(letter excerpt 2/2019)
The book I am starting on is tentatively called “Occult Semiotics” and will follow in the footsteps of academic interpretations of the occult such as that of literary critic Owen Barfield, who tried to give Steiner a fair hearing in the academia of his day. My purpose is a bit different. Rather than trying to make the spiritualists of Steiner’s era more palatable to modern liberal values, whether they be of the liberal Christians Barfield was speaking to, or the multicultural parents of Waldorf school children today, I am driven by practical necessity to follow through with the radical critique of Enlightenment science that they were on to. I admit that much of Theosophy can be seen as an outgrowth of the European Enlightenment, as Joscelyn Godwin has detailed, with some of the spiritualists of the time much easier to align with those trends, especially when politics made it valuable to adopt a progressive spiritualism as Godwin points out about the Bengali Renaissance spiritualists like Aurobindo. (Gurdjieff is an especially strange example of modernist spiritualism using the mechanistic metaphors of Enlightenment science rather than the progressivism).
Barfield definitely sees Steiner as the culmination of the Romantic movement, but as a literary scholar, he does not pick up any of threads of Romantic science Steiner was working with. After the wars most of those threads of holistic science, tied as many briefly were to the Nazis, changed form or went underground. Postmodernism picks up some of the spirit however. I think it owes much more to threads Heidegger picked up from German biologists like Uexkull and his notion of the umwelt than is usually admitted. (Umwelt has become a more explicit and important concept in contemporary semiotics). The scientific turn in postmodernism definitely fuels some of my formal context, but the content of my work is much more centered on the concepts developed in quantum biology, systems theory, complexity theory, and the alternative physics in the scientific underground. The physics has been the most underground expression for various reasons while the more benign philosophical and psychological aspects of Romantic science and vitalism became much of the counterculture spirituality. My practical motivation is helping people discern truth in the counterculture, which amounts to a lot of detailed judgments on the quality of many psychological and biological paradigms, practices and technologies. With a more radical semiotic approach it is easier to help people wade through the jungle of truth claims without needing to accept or reject anything on any foundational terms.
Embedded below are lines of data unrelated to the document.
PR #41, opened 2017-06-02
Log request headers, response headers and some body as warning on 500s

jml:
Part of https://github.com/weaveworks/service/issues/1233 

This is kind of a significant change, as it intercepts *all* incoming requests. I haven't done much in the way of testing.

Also changes the logging order slightly. Previously, when `LogRequestHeaders` was on, we would log headers then request/response summary (method, status, etc). Now, we log method, status, etc. _then_ headers.

### DIFF
--- a/middleware/logging.go
+++ b/middleware/logging.go
@@ -16,7 +16,6 @@ import (
 // Log middleware logs http requests
 type Log struct {
 	LogRequestHeaders bool // LogRequestHeaders true -> dump http headers at debug log level
-
 }
 
 // logWithRequest information from the request and context as fields.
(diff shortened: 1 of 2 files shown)


middleware/response.go
```diff
@@ -0,0 +1,157 @@
...
+	bodyBytesLeft int
+}
+
+// newBadResponseLogger makes a new badResponseLogger.
+func newBadResponseLogger() *badResponseLogger {
+	return &badResponseLogger{
+		recorder:      httptest.NewRecorder(),
+		logBody:       false,
+		bodyBytesLeft: maxResponseBodyInLogs,
+		statusCode:    http.StatusOK,
```
bboreham: Seems odd to me that status is OK if neither `Write` or `WriteHeader` are called.  I guess this ends up shortening the `Write`-with-no-`WriteHeader` case; if that is the reason maybe comment that?

middleware/response.go
```diff
@@ -0,0 +1,157 @@
...
+	// track whether or not we've called WriteHeader.
+	if !b.logBody {
+		// We don't need to log anything, so lie and say that we wrote
+		// everything, making this effectively a no-op.
+		return len(data), nil
+	}
+
+	if len(data) > b.bodyBytesLeft {
+		b.recorder.Write(data[:b.bodyBytesLeft])
+		b.recorder.WriteString("…")
```
bboreham: I don't think we want to do this more than once; maybe reset `logBody` at this point?

bboreham: Question the use of Unicode ellipsis rather than three dots; it assumes the operator has a certain level of tooling.

middleware/response.go
```diff
@@ -0,0 +1,157 @@
...
+	return httputil.DumpResponse(b.recorder.Result(), true)
+}
+
+// Header implements http.ResponseWriter.
+func (b *badResponseLogger) Header() http.Header {
+	return b.recorder.Header()
+}
+
+// WriteHeader implements http.ResponseWriter. It will immediately log the
+// response headers if `statusCode` is a 5XX.
```
bboreham: I'm not clear what this comment means.  Is it just out of date?

middleware/logging.go
```diff
@@ -9,33 +9,48 @@ import (
...
+			if l.LogRequestHeaders && headers != nil {
+				logWithRequest(r).Debugf("Is websocket request: %v\n%s", IsWSHandshakeRequest(r), string(headers))
+			}
 		} else {
-			log.Warnf("%s %s (%d) %s", r.Method, uri, i.statusCode, time.Since(begin))
+			logWithRequest(r).Warnf("%s %s (%d) %s", r.Method, uri, i.statusCode, time.Since(begin))
+			logWithRequest(r).Warnf("Is websocket request: %v\n%s", IsWSHandshakeRequest(r), string(headers))
+			response, err := i.dumpResponse()
+			if err != nil {
+				logWithRequest(r).Errorf("Could not dump response headers: %v", err)
```
bboreham: we're not just dumping headers

middleware/response.go
jml: I have no idea what I meant by that. Have removed second sentence.

middleware/response.go
jml: Looking at the code, the `statusCode` member is unused after being set. I've removed it from the struct entirely.

jml:
>  it goes to a lot of work to capture response headers when they are not asked for in the original issue. I can't immediately think why they would be useful in a 5xx.

Does it really? It's been a while since I've looked at this, but I thought most of the work was around making sure we're still streaming headers & body, and that we don't accidentally store massive bodies in memory while building up a log entry.

I'm not sure what I'd change if we wanted to stop capturing response headers. Maybe change `badResponseLogger.recorder` to be a simple `io.Writer` rather than an `httptest.ResponseRecorder`. Or is there some other more significant simplification I'm missing?

bboreham:
> work

meaning we build a data structure of headers on _every_ response, including the 200s and 400s that we're not going to log

> change badResponseLogger.recorder to be a simple io.Writer rather than an httptest.ResponseRecorder. 

Exactly. Like a `bytes.Buffer`.

jml:
Makes sense. Doing that means that `MultiResponseWriter` is surplus to requirements and that a more specialised approach is warranted. Have merged `badResponseLogger` and `MultiResponseWriter`, which results in same behaviour with much less code.

jml:
PTAL @bboreham

bboreham:
Suggest you note this PR makes a quiet change, in that the order of request and headers is reversed in the logs, when `LogRequestHeaders` is on.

For instance I too was put off, as many are, by Steiner’s Euro and Christ centric vision. And most academics can’t even begin to understand the esoteric culture of the last 50 years, which increasingly is making Steiner’s most bizarre ideas seem tame. But freed from the literalism and nominalism that most of academia tacitly assumes, there isn’t that much difference between the Christ of Steiner and the Christ of a materialist Hegelian like Zizek. People assume, perhaps rightly, that Zizek is being metaphorical and Steiner literal in their respective embraces of Christ. But as Barfield points out, our notion of literal is very different than the meaning of the word in the middle ages. Steiner is, to his detriment, too ambiguous on this point, though he benefits greatly from a more semiotic reading. More importantly, I find it easier to interpret the contemporary world without ignoring the evolution of its mythos and spirituality, which is what is usually done by thinkers because much of it, if taken in the modern sense of “literally”, seems silly or bizarre. While the essay I linked to above, looks mostly at popular culture myth, I am more interested in the New Age mythos, which is rapidly evolving and becoming more politically relevant. But it is seldom taken seriously, which continues to push it to the margins and the political right. I appreciate when people like Richard Thompson have shown how much UFO narratives have in common with the stories in the Puranas and Mahabharata. But I am trying to reconstruct a more scientific and cosmological justification for the occult and a basis for evaluation that is contextual, interdisciplinary and practical rather than being either foundational or “judgmental”. Anyway, that’s a sketch of some of my work.